To make a great patty, divide your meat into 1/4 or 1/3 lb balls. I tend to do 1/3 lb because that's what fits in my hands. Roll the meat in your hands until it forms a good solid ball. Then, flatten the meat into a patty using your hands. You want your meat to be 1/2 to 3/4 of an inch thick (any thinner and they will fall apart when you put a depression in the middle, any thicker and they turn into hockey pucks). Using the heel of your hand, place a big depression in the middle of your patty. This will allow the patty to maintain its cylindrical shape throughout the cooking process instead of turning into a ball.
Step 3: Finish Preparing Your Grill
Dump your coals in the center of your grill. Then, cover them with your Hickory logs, chunks, or chips. I prefer logs because they do a better job of protecting your burgers from direct heat than chips and chunks. Other wood types that are commonly used for smoking are also great (I've had great success with apple).
Put your grill over the coals and let the grill come to temperature.I leave my vent about 1/3 open for a 26" grill. On a 22" grill, I leave it open about half way.
I've used two different Weber grills extensively, the small (22") and the next size up (26"). Without a doubt, the 26" is an easier grill to work with. It allows for cooler temperatures to be held for long periods of time much better than the smaller version. That said, do not trust the thermometer in the lid. My current grill is nearly 75 degrees over while my friend's is 40 degrees over! I eventually invested in their iGrill which is something I never said I would do but it has been a great investment. It works through bluetooth so you can read the temperature as long as you are in range. It allows for accurate temperatures and has an alarm to warn you if your grill is too hot or too cold. This is great for days when you are prepping other foods while away from your grill because it will alert you if the grill starts to go out. It's also crucial if you want to get into smoking meats. I have the iGrill 2 and have used the iGrill mini as well. I prefer the iGrill 2 for the multiple thermometers.
Step 4: Cook Your Burgers
Put your burgers over the center of your grill. The wood below should help keep your burgers from being over direct heat as well as providing a light smoke flavor. The indirect cooking allows you to evenly cook your burgers so you only have to turn them once. This results in a great juicy burger!

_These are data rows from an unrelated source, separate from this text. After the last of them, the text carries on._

Issue #4196, opened 2021-08-10
Adjust log severity for consensus protocol events


kostko:
Currently there are various log entries emitted from the consensus protocol under "warn" and "error" severities. The issue is that these entries may not refer to the local node so having such high severity may lead the node operator into a false belief that their node is at fault while the error actually occurred while processing an external transaction.

We should go over all the emitted log events and adjust the severity to be more appropriate.

mitjat:
Discussed offline: First step is to demote all of these logs to `debug`, then maybe re-up their level if they originate from the current node.

PR #4759, opened 2022-05-24
consensus: Reduce log spam

mitjat:
Closes https://github.com/oasisprotocol/oasis-core/issues/4196

For a manually selected subset of `Logger().Warn()` and `Logger().Error()` log statements, this PR downgrades them to `Debug()`.

I aimed to downgrade all those error logs that originate in a malformed transaction/message (= external to the node and network), and leave all those error logs that signal a problem with the node or the network itself.

In functions that deal with genesis/initstate, I erred on the side of not downgrading. This stuff doesn't get called often, and when it does, the stakes are higher.

### DIFF
--- a/go/consensus/tendermint/apps/keymanager/keymanager.go
+++ b/go/consensus/tendermint/apps/keymanager/keymanager.go
@@ -128,7 +128,7 @@ func (app *keymanagerApplication) onEpochChange(ctx *tmapi.Context, epoch beacon
 			}
 
 			if err = stakeAcc.CheckStakeClaims(*acctAddr); err != nil {
-				ctx.Logger().WarnQ("insufficient stake for key manager runtime operation",
+				ctx.Logger().Debug("insufficient stake for key manager runtime operation",
 					"err", err,
 					"entity", rt.EntityID,
 					"account", *acctAddr,
--- a/go/consensus/tendermint/apps/keymanager/keymanager.go
+++ b/go/consensus/tendermint/apps/keymanager/keymanager.go
@@ -128,7 +128,7 @@ func (app *keymanagerApplication) onEpochChange(ctx *tmapi.Context, epoch beacon
 			}
 
 			if err = stakeAcc.CheckStakeClaims(*acctAddr); err != nil {
-				ctx.Logger().Warn("insufficient stake for key manager runtime operation",
+				ctx.Logger().WarnQ("insufficient stake for key manager runtime operation",
 					"err", err,
 					"entity", rt.EntityID,
 					"account", *acctAddr,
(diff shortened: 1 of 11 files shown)


go/consensus/tendermint/apps/keymanager/keymanager.go
```diff
@@ -120,15 +120,15 @@ func (app *keymanagerApplication) onEpochChange(ctx *tmapi.Context, epoch beacon
 			acctAddr := rt.StakingAddress()
 			if acctAddr == nil {
 				// This should never happen.
-				ctx.Logger().Error("unknown runtime governance model",
+				ctx.Logger().Debug("unknown runtime governance model",
```
kostko, line 123: This results in a consensus halt, so it should stay as error.

go/consensus/tendermint/apps/roothash/roothash.go
```diff
@@ -157,15 +157,15 @@ func (app *rootHashApplication) onCommitteeChanged(ctx *tmapi.Context, state *ro
 			acctAddr := rt.StakingAddress()
 			if acctAddr == nil {
 				// This should never happen.
-				ctx.Logger().Error("unknown runtime governance model",
+				ctx.Logger().Debug("unknown runtime governance model",
```
kostko, line 160: This results in a consensus halt, so it should stay as error.

go/consensus/tendermint/apps/keymanager/keymanager.go
mitjat: Thank you. Reverted to `Error`; same for the identical log message in `roothash.go` (as noted by you below) and in `go/consensus/tendermint/apps/keymanager/keymanager.go` (which you didn't call out; LMK if that was intentional).

Yawning (commented):
I have mixed feelings about this.  While this is spammy, I would rather have the information when we need to debug failures rather than the information being lost due to insufficiently verbose logging.

mitjat:
@Yawning The motivation for this was that node operators are apparently (per @kostko; I haven't done support there) often confused by these error logs, thinking that it means something is wrong with their node. I imagine they can be especially misleading when something _is_ actually wrong with their node, but the log entry about the real reason is potentially buried between lots of other unrelated and unactionable `Error`-level entries.

The unactionable part alone is good reason these should be `Warn` at most.

I'm open to upgrading these to `Info` (or even `Warn`, though my feeling was that @kostko is pretty strongly against that). But the higher the level that we set, the more useful it would be to somehow tag these log lines to denote that the problem is not the node's fault. Maybe a field like `{'reason': 'Bad request or message that originated outside this node'}` ... although that's potentially not entirely true for registration messages etc.

kostko:
Yeah the problem is that this is mostly reporting things that have nothing to do with the local node, but is a side effect of processing other unrelated transactions. When a node itself submits a transaction and that fails, it is logged at that point (e.g. where submission happens) with error/warn verbosity anyway.

Also network-wide logs can be observed on other nodes that run with debug verbosity since all block processing is deterministic.

Yawning (approved):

Cooking times vary wildly depending on the temperature of your grill. For me, at around 350-400 F degrees, a burger takes around 4 minutes per side. If you don't know how to tell if your meat is done, use your iGrill thermometer for an accurate reading. Your burger should be 160 F degrees and not too much higher.
Put some cheese on top if you prefer your burgers that way and serve!